In March 2016, New Scientist reported on mathematicians finding a ‘pattern’ in prime numbers. For example, a prime ending in 1 was only followed by another prime ending in 1 18.5% of the time, rather than 25%, as would be expected if they were truly random.

I conducted my own analysis on the first 1952 primes.

### Puzzling Primes

By Joel Johnson

Mathematicians have long assumed that primes are completely random – therefore the chance of a prime ending in a 1 being followed by another prime ending in a 1 should be 25%. This is all primes greater than 5 end in a 1, 3, 7 or 9.

However, this assumption has recently been shaken by the discovery of unexpected trends in the last number of primes.
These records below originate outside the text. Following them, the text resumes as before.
PR #291, opened 2022-01-22
[ELF]: Fix issues with relr relocations

BertalanD:
Thank you for creating this cool linker!

I found two small issues while [attempting to build](https://github.com/SerenityOS/serenity/pull/12049) the SerenityOS userland with mold + `relr` relocations. This PR fixes those.

Let me know if something doesn't look right or I should add tests.


rui314:
Thanks! I'll write a test for them.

In March, New Scientist reported that Stanford University researchers had discovered that primes ending in a 1 have only a 18.5% chance of being followed by another prime ending in a 1 (1).

Here, the first 9592 primes (up to 100,000) were analysed. It was found that for a prime ending in 1, the chance of the following prime also ending in a 1 were 14.7%. It was been reported that the last digit pattern began to wear off as the primes tended toward infinity (1), which explains why the chance of a 1 following a 1 was much lower in this study.

The chance of a 3 being followed by a 3 was 12.8%, while the chance of a 7 being followed by a 7 was 12.9%. The probability of a 9 following a 9 was higher, at 15.3%. The full data are shown in the graphs below.

References:

1. Aron, J 2016, ‘‘Random’ primes pair up on the sly’, New Scientist, iss 3065, 19 March 2016, p. 12.